# [Instructions to follow]
From the data, return each line holding the word "gonna".

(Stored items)
┄┄┄┄┄┄
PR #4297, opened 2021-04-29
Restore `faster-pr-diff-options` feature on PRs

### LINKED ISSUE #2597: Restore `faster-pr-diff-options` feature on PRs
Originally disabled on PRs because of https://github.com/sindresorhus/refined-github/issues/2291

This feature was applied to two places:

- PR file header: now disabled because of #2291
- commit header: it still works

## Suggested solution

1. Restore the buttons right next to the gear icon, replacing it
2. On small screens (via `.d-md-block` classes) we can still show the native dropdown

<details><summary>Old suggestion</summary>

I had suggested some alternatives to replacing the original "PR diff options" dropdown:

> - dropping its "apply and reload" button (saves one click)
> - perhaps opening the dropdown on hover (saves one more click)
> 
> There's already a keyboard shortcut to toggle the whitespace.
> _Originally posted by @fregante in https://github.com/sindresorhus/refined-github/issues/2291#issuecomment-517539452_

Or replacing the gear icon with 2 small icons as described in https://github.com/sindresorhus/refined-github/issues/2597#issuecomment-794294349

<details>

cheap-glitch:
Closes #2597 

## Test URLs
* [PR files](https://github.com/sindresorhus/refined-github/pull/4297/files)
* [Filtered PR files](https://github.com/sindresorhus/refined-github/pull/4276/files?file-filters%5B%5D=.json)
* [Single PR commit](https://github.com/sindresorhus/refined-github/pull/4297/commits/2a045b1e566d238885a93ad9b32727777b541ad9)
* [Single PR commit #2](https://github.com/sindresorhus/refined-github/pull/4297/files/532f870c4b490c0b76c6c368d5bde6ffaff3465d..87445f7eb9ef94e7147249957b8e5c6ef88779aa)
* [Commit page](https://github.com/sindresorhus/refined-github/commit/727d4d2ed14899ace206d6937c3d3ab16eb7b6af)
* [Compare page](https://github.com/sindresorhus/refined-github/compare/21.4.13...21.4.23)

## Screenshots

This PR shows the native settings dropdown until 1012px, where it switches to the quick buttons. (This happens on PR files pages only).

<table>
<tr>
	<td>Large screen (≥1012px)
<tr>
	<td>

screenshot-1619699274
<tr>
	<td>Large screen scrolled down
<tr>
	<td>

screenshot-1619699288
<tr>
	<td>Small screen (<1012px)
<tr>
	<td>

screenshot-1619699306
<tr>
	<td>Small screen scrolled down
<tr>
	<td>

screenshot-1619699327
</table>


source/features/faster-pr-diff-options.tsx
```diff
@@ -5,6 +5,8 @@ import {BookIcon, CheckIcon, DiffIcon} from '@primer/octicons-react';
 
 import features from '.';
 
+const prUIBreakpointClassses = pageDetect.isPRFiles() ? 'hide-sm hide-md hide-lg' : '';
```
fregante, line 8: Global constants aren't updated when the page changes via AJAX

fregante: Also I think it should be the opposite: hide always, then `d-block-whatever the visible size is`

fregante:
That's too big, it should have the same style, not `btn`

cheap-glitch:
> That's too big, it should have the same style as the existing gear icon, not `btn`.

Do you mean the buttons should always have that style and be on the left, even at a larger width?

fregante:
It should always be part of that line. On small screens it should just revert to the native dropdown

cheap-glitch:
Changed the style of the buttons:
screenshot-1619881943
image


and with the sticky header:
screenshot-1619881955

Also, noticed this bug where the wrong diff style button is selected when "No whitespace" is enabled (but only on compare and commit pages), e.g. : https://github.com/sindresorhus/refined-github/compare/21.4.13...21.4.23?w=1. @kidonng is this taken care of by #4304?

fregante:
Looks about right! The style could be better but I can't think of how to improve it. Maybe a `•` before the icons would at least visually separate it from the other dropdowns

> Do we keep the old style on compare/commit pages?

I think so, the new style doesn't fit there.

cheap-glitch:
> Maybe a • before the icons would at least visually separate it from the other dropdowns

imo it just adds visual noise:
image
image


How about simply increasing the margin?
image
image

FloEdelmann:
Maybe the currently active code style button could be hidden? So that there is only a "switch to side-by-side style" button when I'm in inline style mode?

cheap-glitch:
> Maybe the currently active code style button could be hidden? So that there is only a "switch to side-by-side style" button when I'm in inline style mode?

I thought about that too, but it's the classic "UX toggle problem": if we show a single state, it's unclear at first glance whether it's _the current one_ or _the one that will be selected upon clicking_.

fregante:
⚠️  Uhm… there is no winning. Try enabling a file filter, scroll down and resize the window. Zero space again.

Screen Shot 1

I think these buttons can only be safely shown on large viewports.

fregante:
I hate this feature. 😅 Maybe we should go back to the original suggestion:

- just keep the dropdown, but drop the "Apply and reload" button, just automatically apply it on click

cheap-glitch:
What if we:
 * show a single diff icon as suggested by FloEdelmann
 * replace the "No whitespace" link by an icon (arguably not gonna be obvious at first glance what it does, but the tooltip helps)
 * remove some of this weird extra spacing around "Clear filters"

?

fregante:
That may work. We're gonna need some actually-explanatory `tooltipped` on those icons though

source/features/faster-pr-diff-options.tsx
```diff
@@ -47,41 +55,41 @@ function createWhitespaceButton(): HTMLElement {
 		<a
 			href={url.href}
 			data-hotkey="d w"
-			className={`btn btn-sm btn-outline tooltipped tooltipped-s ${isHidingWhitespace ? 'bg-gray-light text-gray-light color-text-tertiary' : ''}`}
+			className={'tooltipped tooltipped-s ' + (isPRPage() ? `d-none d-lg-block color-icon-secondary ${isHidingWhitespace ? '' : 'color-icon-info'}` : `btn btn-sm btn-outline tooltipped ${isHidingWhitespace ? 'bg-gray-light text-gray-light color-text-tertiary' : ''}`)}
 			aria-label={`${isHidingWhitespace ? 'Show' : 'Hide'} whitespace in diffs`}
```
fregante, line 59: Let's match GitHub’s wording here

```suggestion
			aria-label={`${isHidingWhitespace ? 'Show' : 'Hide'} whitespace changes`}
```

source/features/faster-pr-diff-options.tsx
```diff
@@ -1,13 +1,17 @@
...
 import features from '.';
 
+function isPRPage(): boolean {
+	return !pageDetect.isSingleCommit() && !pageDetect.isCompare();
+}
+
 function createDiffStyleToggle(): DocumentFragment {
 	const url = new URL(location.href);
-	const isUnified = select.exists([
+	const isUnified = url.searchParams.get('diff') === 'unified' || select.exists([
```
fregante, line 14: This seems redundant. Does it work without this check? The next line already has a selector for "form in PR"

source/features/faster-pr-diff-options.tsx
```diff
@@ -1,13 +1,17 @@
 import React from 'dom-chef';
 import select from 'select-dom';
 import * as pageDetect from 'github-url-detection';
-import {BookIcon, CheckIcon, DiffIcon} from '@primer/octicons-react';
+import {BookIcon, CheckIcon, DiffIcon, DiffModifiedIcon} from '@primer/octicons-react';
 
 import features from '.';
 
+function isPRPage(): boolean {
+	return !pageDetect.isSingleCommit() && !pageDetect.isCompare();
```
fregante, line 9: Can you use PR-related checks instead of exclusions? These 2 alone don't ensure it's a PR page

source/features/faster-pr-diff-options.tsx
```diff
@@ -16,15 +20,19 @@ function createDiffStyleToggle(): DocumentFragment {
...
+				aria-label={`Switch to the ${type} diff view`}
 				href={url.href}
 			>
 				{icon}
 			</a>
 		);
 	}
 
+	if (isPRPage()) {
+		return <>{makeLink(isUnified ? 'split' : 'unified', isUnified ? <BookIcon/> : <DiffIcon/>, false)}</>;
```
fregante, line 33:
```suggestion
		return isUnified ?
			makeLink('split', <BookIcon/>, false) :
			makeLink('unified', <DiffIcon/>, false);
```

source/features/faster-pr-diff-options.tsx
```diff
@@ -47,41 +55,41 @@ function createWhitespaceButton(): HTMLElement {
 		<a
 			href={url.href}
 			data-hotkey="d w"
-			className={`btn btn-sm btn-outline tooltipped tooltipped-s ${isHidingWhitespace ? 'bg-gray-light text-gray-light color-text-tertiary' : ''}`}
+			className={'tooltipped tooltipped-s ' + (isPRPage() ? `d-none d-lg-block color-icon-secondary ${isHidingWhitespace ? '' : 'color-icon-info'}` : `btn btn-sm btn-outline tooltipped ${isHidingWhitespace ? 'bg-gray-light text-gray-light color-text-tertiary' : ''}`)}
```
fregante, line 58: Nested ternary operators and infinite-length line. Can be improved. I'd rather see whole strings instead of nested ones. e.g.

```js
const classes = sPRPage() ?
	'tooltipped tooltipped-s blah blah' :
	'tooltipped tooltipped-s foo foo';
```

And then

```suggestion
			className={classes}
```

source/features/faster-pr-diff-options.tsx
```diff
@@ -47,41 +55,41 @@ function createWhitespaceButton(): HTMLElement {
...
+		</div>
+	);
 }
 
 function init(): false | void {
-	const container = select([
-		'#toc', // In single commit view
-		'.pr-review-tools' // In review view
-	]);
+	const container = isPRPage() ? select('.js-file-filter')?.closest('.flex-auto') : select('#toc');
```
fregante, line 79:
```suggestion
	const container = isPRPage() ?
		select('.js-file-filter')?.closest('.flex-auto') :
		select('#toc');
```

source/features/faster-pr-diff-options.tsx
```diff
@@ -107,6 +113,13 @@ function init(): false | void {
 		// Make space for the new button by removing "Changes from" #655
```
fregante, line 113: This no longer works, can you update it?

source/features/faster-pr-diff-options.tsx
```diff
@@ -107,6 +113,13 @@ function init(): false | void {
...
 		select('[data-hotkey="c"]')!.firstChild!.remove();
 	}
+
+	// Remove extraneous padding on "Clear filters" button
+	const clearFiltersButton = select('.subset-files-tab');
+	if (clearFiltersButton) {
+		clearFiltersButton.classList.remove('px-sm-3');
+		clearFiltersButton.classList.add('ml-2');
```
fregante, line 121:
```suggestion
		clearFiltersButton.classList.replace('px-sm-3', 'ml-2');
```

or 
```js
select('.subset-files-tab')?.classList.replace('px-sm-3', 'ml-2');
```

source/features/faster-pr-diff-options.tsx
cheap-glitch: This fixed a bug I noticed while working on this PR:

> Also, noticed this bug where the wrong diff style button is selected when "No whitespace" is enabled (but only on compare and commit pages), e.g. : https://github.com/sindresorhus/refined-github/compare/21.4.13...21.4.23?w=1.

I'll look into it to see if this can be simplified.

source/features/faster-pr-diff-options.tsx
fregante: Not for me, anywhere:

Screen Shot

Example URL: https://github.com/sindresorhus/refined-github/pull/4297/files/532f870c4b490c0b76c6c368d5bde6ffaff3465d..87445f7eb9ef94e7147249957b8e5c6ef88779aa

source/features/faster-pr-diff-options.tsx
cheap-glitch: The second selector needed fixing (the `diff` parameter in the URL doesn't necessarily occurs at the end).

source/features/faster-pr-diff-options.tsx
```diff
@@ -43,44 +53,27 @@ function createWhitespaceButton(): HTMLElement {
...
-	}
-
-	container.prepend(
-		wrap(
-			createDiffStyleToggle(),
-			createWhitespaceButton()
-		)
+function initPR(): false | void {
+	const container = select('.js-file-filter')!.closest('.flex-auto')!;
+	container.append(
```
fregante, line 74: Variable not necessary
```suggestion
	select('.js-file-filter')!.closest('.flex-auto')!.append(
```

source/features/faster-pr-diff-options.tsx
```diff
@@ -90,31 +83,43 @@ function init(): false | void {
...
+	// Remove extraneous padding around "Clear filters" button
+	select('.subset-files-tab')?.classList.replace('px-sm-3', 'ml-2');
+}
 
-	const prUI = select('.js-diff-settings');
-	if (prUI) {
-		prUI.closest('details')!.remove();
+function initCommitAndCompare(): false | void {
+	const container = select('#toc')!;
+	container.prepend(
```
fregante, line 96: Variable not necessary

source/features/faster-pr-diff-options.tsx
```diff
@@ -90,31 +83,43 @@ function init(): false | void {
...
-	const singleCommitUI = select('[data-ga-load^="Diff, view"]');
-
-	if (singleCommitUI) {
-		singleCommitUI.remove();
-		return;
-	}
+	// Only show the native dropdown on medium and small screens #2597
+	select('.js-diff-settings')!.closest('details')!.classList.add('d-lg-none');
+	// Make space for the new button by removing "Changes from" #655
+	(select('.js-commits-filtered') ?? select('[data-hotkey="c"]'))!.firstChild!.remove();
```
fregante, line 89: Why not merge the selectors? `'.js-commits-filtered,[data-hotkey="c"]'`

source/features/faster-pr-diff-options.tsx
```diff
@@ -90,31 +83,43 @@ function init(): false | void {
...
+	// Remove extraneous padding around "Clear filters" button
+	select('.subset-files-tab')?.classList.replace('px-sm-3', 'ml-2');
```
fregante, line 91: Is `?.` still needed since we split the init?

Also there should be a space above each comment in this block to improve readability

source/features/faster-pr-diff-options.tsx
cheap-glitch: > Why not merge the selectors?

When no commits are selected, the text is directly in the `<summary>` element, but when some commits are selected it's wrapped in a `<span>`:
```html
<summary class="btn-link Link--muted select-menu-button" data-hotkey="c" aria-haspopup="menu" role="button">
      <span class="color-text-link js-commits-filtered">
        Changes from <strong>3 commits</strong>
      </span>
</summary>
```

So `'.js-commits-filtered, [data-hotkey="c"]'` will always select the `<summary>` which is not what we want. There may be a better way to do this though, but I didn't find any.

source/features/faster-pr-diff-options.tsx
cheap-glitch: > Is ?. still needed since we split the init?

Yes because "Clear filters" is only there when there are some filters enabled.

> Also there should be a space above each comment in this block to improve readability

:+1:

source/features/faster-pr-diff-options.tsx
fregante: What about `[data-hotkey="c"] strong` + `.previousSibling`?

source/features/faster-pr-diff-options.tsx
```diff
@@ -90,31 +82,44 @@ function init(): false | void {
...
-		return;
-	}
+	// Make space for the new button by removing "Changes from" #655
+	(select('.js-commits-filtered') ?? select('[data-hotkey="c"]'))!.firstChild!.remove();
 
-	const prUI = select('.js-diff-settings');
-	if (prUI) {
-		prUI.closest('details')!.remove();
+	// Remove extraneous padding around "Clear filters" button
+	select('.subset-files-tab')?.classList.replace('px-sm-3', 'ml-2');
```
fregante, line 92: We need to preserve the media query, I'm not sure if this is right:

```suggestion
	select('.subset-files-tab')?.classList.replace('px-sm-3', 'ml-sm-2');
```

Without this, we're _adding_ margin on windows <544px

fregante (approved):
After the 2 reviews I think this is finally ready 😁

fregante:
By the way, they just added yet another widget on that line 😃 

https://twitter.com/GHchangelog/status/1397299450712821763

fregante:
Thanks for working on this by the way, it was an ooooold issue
┄┄┄┄┄┄
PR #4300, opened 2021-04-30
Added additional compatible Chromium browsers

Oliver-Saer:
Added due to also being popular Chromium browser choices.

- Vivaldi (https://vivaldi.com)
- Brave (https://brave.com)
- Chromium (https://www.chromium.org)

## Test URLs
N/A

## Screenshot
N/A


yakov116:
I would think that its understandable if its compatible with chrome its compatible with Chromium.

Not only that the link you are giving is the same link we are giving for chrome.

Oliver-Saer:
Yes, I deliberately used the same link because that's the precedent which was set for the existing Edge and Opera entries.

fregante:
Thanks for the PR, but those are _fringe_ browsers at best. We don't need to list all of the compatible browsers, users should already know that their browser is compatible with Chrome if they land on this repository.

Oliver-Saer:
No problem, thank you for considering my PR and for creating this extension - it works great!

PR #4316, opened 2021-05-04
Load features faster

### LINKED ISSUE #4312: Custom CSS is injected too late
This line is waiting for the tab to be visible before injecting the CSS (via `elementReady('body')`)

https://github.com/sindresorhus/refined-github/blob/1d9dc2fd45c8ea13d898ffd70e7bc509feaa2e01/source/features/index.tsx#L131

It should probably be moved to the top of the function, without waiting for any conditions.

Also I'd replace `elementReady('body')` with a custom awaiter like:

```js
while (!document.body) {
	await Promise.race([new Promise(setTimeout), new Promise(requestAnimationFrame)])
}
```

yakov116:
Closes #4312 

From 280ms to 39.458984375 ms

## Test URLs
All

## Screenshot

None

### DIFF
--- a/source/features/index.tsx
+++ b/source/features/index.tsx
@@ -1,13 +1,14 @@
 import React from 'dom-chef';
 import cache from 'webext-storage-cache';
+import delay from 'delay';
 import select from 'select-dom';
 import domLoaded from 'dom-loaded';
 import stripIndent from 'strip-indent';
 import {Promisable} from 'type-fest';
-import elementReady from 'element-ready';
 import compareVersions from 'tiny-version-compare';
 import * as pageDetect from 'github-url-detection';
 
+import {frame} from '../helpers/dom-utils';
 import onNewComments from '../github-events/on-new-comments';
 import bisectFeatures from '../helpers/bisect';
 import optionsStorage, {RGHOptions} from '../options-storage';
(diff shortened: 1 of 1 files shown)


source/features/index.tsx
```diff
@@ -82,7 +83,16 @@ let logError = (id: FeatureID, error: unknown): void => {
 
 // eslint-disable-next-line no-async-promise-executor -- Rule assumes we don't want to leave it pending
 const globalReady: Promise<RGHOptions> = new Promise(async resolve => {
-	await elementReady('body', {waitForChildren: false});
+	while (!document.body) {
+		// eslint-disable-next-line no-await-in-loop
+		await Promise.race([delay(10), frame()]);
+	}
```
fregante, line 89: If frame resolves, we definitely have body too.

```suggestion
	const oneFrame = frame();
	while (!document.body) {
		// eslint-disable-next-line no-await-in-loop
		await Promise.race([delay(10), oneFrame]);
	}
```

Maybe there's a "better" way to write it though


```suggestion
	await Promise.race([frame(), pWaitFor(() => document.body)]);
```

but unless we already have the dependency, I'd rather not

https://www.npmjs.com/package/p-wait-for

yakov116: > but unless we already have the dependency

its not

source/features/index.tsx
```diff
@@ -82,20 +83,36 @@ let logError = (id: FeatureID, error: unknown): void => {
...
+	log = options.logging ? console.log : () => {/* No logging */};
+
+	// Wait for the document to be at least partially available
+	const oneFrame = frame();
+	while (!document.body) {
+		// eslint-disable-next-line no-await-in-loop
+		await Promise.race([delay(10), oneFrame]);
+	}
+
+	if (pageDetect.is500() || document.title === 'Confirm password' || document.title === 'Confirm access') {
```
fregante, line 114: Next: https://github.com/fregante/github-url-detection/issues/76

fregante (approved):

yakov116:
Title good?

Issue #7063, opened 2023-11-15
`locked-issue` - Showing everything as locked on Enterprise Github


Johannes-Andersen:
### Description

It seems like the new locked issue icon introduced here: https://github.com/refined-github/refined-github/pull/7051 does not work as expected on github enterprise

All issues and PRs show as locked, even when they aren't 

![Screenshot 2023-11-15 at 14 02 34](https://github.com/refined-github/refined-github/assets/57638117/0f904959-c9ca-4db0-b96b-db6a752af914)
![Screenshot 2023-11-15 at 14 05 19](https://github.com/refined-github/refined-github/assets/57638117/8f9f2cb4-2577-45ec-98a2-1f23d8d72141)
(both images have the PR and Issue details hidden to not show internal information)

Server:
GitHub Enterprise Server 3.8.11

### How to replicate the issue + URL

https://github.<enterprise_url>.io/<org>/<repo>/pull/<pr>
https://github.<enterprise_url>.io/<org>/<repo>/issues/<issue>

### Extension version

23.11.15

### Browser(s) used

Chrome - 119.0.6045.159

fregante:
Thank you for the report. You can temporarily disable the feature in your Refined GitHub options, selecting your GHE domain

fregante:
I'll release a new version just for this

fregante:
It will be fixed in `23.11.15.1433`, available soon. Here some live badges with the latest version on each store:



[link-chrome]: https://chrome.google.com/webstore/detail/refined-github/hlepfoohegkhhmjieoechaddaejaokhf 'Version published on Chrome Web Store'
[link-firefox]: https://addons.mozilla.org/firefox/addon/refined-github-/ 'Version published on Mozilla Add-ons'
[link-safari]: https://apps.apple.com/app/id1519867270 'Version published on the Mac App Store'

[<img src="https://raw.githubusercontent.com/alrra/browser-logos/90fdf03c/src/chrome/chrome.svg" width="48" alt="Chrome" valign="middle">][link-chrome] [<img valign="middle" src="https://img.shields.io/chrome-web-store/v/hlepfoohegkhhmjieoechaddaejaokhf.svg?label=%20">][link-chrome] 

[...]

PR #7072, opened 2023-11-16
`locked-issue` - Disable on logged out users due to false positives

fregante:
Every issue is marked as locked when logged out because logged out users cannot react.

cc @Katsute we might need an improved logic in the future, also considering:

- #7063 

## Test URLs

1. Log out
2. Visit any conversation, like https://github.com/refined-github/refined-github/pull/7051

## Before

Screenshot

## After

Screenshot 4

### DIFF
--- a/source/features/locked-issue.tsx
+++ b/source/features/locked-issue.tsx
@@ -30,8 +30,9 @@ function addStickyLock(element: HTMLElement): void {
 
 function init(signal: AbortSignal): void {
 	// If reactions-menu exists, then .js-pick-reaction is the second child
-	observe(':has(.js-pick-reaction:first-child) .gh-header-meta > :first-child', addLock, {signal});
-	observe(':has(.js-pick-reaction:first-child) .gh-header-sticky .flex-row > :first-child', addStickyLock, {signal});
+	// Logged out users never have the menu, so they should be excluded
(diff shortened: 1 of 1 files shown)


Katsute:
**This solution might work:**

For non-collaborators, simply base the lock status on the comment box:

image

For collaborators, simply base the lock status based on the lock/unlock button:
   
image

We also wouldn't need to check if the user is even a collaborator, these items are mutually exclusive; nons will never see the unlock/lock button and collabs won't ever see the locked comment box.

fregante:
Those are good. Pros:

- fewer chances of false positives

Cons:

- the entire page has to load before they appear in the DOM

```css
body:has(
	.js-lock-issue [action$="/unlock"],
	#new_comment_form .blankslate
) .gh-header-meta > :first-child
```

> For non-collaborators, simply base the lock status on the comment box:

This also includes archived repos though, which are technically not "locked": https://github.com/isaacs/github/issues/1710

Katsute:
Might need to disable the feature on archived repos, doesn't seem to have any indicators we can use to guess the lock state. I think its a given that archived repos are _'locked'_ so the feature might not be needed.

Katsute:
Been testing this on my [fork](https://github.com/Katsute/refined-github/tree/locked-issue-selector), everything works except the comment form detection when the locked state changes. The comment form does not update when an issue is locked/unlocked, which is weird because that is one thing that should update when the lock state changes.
┄┄┄┄┄┄
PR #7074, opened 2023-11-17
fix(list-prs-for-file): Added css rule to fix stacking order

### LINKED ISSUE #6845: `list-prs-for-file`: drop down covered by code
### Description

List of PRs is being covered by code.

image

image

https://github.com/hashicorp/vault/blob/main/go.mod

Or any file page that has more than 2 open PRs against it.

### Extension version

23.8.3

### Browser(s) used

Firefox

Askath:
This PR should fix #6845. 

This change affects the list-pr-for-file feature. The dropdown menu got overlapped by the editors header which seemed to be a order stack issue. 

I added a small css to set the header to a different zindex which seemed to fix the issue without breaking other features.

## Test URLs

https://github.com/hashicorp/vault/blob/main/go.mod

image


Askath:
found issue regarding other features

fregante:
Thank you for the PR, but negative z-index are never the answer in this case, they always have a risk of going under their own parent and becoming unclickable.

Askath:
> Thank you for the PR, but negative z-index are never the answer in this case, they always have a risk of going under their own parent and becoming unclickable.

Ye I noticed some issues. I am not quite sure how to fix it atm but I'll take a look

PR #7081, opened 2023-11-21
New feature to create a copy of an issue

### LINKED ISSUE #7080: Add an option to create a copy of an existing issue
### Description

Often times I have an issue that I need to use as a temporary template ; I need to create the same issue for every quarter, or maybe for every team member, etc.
┄┄┄┄┄┄
# [Answer to the exercise]
 * replace the "No whitespace" link by an icon (arguably not gonna be obvious at first glance what it does, but the tooltip helps)
That may work. We're gonna need some actually-explanatory `tooltipped` on those icons though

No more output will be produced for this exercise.